EXERCISE REQUIREMENTS:
In the material below, find the line that contains "PR #173, opened 2023-10-23" and the line that contains "Licensed under the", then write out exactly those two lines and everything between them.

======== DATA SHOWN

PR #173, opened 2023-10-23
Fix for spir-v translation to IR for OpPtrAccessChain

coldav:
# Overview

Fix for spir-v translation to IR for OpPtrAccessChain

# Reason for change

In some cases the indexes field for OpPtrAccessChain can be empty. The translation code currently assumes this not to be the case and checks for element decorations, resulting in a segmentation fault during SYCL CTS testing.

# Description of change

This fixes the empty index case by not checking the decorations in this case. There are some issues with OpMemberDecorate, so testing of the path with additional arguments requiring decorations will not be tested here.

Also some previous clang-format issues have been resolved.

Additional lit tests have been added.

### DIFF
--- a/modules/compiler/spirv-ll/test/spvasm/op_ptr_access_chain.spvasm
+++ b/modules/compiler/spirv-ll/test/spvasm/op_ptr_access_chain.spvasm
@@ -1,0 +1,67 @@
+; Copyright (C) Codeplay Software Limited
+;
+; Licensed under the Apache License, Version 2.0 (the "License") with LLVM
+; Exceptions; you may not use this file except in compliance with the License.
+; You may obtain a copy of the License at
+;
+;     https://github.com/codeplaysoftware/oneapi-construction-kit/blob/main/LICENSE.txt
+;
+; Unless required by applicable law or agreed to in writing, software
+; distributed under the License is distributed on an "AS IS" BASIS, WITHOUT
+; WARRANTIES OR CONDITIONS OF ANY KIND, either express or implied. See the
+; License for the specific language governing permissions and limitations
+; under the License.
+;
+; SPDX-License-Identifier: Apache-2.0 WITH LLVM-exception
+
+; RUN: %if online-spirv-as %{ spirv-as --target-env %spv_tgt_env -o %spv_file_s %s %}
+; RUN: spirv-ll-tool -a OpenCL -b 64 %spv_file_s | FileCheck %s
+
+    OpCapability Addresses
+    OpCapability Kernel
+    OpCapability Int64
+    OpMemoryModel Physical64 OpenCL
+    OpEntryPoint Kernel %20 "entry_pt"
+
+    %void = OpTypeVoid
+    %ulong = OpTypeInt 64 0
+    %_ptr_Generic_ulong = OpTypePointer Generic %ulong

================
======== DATA SHOWN

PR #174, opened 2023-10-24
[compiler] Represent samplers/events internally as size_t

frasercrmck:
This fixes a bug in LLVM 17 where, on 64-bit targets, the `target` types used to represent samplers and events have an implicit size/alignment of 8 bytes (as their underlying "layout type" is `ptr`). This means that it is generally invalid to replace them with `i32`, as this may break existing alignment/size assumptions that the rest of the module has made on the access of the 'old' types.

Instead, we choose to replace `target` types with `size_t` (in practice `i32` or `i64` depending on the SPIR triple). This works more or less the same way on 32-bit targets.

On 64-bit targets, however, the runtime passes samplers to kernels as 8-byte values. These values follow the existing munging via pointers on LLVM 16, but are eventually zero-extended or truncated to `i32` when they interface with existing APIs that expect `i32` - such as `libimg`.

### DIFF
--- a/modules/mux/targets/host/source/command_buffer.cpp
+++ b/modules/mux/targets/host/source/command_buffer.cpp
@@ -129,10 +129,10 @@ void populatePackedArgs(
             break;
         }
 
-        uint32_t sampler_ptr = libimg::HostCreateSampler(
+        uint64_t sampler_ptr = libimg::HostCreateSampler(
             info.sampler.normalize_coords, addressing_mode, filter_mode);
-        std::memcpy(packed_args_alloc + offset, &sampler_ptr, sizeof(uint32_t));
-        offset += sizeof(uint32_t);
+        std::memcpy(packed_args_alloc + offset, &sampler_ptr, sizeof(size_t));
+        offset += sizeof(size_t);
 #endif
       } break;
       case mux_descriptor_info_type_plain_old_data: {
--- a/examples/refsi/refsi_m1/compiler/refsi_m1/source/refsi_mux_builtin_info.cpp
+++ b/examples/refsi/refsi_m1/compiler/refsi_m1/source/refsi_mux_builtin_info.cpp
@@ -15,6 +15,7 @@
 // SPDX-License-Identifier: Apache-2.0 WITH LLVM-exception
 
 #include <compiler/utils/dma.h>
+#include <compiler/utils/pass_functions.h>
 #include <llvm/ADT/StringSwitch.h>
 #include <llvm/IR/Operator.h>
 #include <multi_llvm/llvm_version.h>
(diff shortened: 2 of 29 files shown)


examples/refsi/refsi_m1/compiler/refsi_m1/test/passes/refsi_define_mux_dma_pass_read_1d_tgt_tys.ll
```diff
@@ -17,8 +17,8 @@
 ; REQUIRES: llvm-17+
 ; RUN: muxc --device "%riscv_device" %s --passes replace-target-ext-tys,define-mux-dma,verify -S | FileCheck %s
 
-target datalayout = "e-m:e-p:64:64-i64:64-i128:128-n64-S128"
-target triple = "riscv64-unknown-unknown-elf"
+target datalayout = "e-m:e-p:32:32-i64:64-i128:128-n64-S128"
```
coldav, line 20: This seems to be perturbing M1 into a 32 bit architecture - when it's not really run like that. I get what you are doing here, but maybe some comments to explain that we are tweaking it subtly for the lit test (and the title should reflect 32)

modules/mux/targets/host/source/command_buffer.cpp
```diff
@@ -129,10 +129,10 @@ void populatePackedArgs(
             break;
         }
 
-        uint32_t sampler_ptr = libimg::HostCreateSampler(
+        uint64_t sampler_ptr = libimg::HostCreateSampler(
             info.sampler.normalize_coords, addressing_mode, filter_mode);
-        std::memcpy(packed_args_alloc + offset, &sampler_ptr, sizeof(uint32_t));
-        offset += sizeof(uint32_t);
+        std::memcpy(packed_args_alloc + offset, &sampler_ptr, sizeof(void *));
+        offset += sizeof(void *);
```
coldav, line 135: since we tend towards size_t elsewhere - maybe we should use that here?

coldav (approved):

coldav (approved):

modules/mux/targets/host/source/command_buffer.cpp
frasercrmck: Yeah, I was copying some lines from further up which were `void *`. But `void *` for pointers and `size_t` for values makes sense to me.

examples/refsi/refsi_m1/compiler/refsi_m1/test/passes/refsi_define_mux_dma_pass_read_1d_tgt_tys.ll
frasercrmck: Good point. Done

================

EXERCISE OUTPUT:
PR #173, opened 2023-10-23
Fix for spir-v translation to IR for OpPtrAccessChain

coldav:
# Overview

Fix for spir-v translation to IR for OpPtrAccessChain

# Reason for change

In some cases the indexes field for OpPtrAccessChain can be empty. The translation code currently assumes this not to be the case and checks for element decorations, resulting in a segmentation fault during SYCL CTS testing.

# Description of change

This fixes the empty index case by not checking the decorations in this case. There are some issues with OpMemberDecorate, so testing of the path with additional arguments requiring decorations will not be tested here.

Also some previous clang-format issues have been resolved.

Additional lit tests have been added.

### DIFF
--- a/modules/compiler/spirv-ll/test/spvasm/op_ptr_access_chain.spvasm
+++ b/modules/compiler/spirv-ll/test/spvasm/op_ptr_access_chain.spvasm
@@ -1,0 +1,67 @@
+; Copyright (C) Codeplay Software Limited
+;
+; Licensed under the Apache License, Version 2.0 (the "License") with LLVM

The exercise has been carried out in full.